NASA launches a rockets at t=0 seconds. Its height, in meters above sea level, as a function of time is given by h(t)=-4.9t squared +49t+283. Assuming that the rocket will splash down into the ocean, at what time does splashdown occur?

The rocket splashes down after___seconds
How high above sea level does the rocket get at its peak?
The rocket peaks at _____ meters above sea level.

1 answer

To determine the time of splashdown and the maximum height of the rocket, we start with the height function given by:

\[ h(t) = -4.9t^2 + 49t + 283 \]

Part 1: Time of Splashdown

The splashdown occurs when the height \( h(t) \) is equal to 0. We need to solve the equation:

\[ -4.9t^2 + 49t + 283 = 0 \]

We can use the quadratic formula to find the values of \( t \):

\[ t = \frac{-b \pm \sqrt{b^2 - 4ac}}{2a} \]

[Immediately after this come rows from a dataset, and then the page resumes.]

PR #703, opened 2025-01-24
use C++17

nychiang:
Set C++17 as the standard in CMake files


cnpetra (approved):

cnpetra:
@nychiang can you please confirm `CMAKE_CXX_STANDARD` is configurable from command line and spack?

CMakeLists.txt
```diff
@@ -1,7 +1,9 @@
 cmake_minimum_required (VERSION 3.18)
 
-set(CMAKE_CXX_STANDARD 14)
 set(CMAKE_CXX_STANDARD_REQUIRED ON)
+set(CMAKE_CXX_STANDARD 17)
+set(CMAKE_CXX_FLAGS "${CMAKE_CXX_FLAGS} -std=c++17 -lstdc++fs ")
+
```
pelesh: I am not sure if this is portable. It will probably not work with MSVC, for example.

Kitware [suggests](https://cmake.org/cmake/help/latest/manual/cmake-compile-features.7.html#requiring-language-standards) adding language standards to targets such as
```cmake
target_compile_features(HIOP PRIVATE cxx_std_17)
```
My understanding is that the built-in target `cxx_std_17` is supposed to add correct flags for the compiler of your selection.

nychiang: @pelesh  We are worrying about if this PR will affect ExaGO, as it uses `c++14`. [see here](https://github.com/pnnl/ExaGO/blob/12d296801161327a788d74dc1ef241e79ae09496/CMakeLists.txt#L11C1-L11C27)

pelesh: I doubt it is going to be an issue, because ExaGO only links to HiOp.

nychiang: after checking others' code, e.g., RAJA, MFEM, etc..., I don't think I need to specify `-std=c++17` or `target_compile_features`. Just pushed another commit for review.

Here, \( a = -4.9 \), \( b = 49 \), and \( c = 283 \). Now we calculate the discriminant \( b^2 - 4ac \):

\[ b^2 - 4ac = 49^2 - 4 \cdot (-4.9) \cdot 283 \]

Calculating \( 49^2 \):

\[ 49^2 = 2401 \]

Now, calculate \( -4 \cdot (-4.9) \cdot 283 \):

\[ -4 \cdot (-4.9) \cdot 283 = 19.6 \cdot 283 = 5554.8 \]

So,

\[ b^2 - 4ac = 2401 + 5554.8 = 7955.8 \]

Now substituting back into the quadratic formula:

\[ t = \frac{-49 \pm \sqrt{7955.8}}{2 \cdot -4.9} \]

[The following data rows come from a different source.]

PR #706, opened 2025-02-01
Use the latest RAJA and UMPIRE

nychiang:
Update HiOp to use the latest versions for RAJA and UMPIRE.

Note that `HIOP_USE_RESOLVE` is switched off since it fails ALL the cuda-related tests, i.e., even the `testVectors` fails.  For example, function `vectorSetToZero` fails with the error message 
```
terminate called after throwing an instance of 'thrust::system::system_error'
  what():  parallel_for failed: cudaErrorInvalidDeviceFunction: invalid device function
```

However, when I switch off `HIOP_USE_RESOLVE`, nothing wrong except for two unit tests under `NlpSparseRajaEx2`.
It is expected as these two unit tests need to use `ReSolve` [(see here)](https://github.com/LLNL/hiop/blob/develop/src/Drivers/Sparse/CMakeLists.txt#L86C1-L89C8)

Therefore this PR also corrects the Cmake file. Now these two examples are created only if `ReSolve` is given.

@pelesh Have you ever seen this kind of error? Does `ReSolve` require some specific cusolver packages?

### DIFF
--- a/CMakeLists.txt
+++ b/CMakeLists.txt
@@ -236,6 +236,8 @@ if(HIOP_USE_GPU)
     enable_language(CUDA)
     check_language(CUDA)
 
+    set(CMAKE_CUDA_HOST_COMPILER g++)
+
     if(NOT DEFINED CMAKE_CUDA_STANDARD)
       set(CMAKE_CUDA_STANDARD 14)
       set(CMAKE_CUDA_STANDARD_REQUIRED ON)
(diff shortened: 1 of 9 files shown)


pelesh:
> @pelesh Have you ever seen this kind of error? Does `ReSolve` require some specific cusolver packages?

I haven't seen this error before and Re::Solve (HiOp or standalone version) is well tested with CUDA 11.7. 

Off the top of my head, this error is common when one tries to run GPU code out of queue. It is also caused when you don't build library with matching compute capability (e.g. build with 70 and run on Pascal). Does your scheduler allocates a matching device? I'll try to reproduce this on my end.

nychiang:
> > @pelesh Have you ever seen this kind of error? Does `ReSolve` require some specific cusolver packages?

I was in an interactive session on a debugging node. In the same session, I can: 1)compile and run HiOp without Re::Solve; 2) then failed to run it with Re::Solve; 3) and then run it without Re::Solve. Maybe we can setup a quick teams meeting in which I can show you the problem.

cnpetra (approved):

Calculating \( \sqrt{7955.8} \):

\[ \sqrt{7955.8} \approx 89.18 \]

Now substituting:

\[ t = \frac{-49 \pm 89.18}{-9.8} \]

Calculating the two possible solutions for \( t \):

  1. \( t_1 = \frac{-49 + 89.18}{-9.8} \)
  2. \( t_2 = \frac{-49 - 89.18}{-9.8} \)

Calculating \( t_1 \):

\[ t_1 = \frac{40.18}{-9.8} \approx -4.1 \quad (\text{Not a valid solution as time cannot be negative}) \]

Calculating \( t_2 \):

\[ t_2 = \frac{-138.18}{-9.8} \approx 14.1 \]

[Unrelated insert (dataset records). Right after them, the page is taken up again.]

PR #707, opened 2025-02-06
Cmake option HIOP_TEST_WITH_SLURM

thartland:
Including an option `HIOP_TEST_WITH_SLURM` in the Cmake file in order that the tests can be run using `srun` instead of `mpirun` on machines running slurm schedulers.


cnpetra:
this was long overdue, thanks! have you tested it on any of the LC machines?

thartland:
Yes, I tested on ruby last night. All make tests passed having built with the option.

pelesh:
Alternatively,you could just let user specify the command to run tests rather than offering a few options. @cameronrutherford did something like that for [ExaGO](https://github.com/pnnl/ExaGO/blob/develop/CMakeLists.txt#L388). The idea back then was to implement similar in HiOp.

cnpetra (approved):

Thus, the splashdown occurs at approximately:

\[ \text{The rocket splashes down after } 14.1 \text{ seconds.} \]

Part 2: Maximum Height

The maximum height of a parabolic function \( h(t) = at^2 + bt + c \) occurs at the vertex. The time at which the maximum height occurs can be found using:

\[ t = -\frac{b}{2a} \]

Substituting \( a = -4.9 \) and \( b = 49 \):

\[ t = -\frac{49}{2 \cdot -4.9} = \frac{49}{9.8} \approx 5 \]

Now to find the maximum height, we substitute \( t = 5 \) back into the height function:

\[ h(5) = -4.9(5^2) + 49(5) + 283 \]

Calculating \( 5^2 = 25 \):

\[ h(5) = -4.9(25) + 245 + 283 \]

Now calculating:

\[ h(5) = -122.5 + 245 + 283 = 405.5 \]

So, the maximum height the rocket reaches is:

\[ \text{The rocket peaks at } 405.5 \text{ meters above sea level.} \]

Summary of Answers

  • The rocket splashes down after 14.1 seconds.
  • The rocket peaks at 405.5 meters above sea level.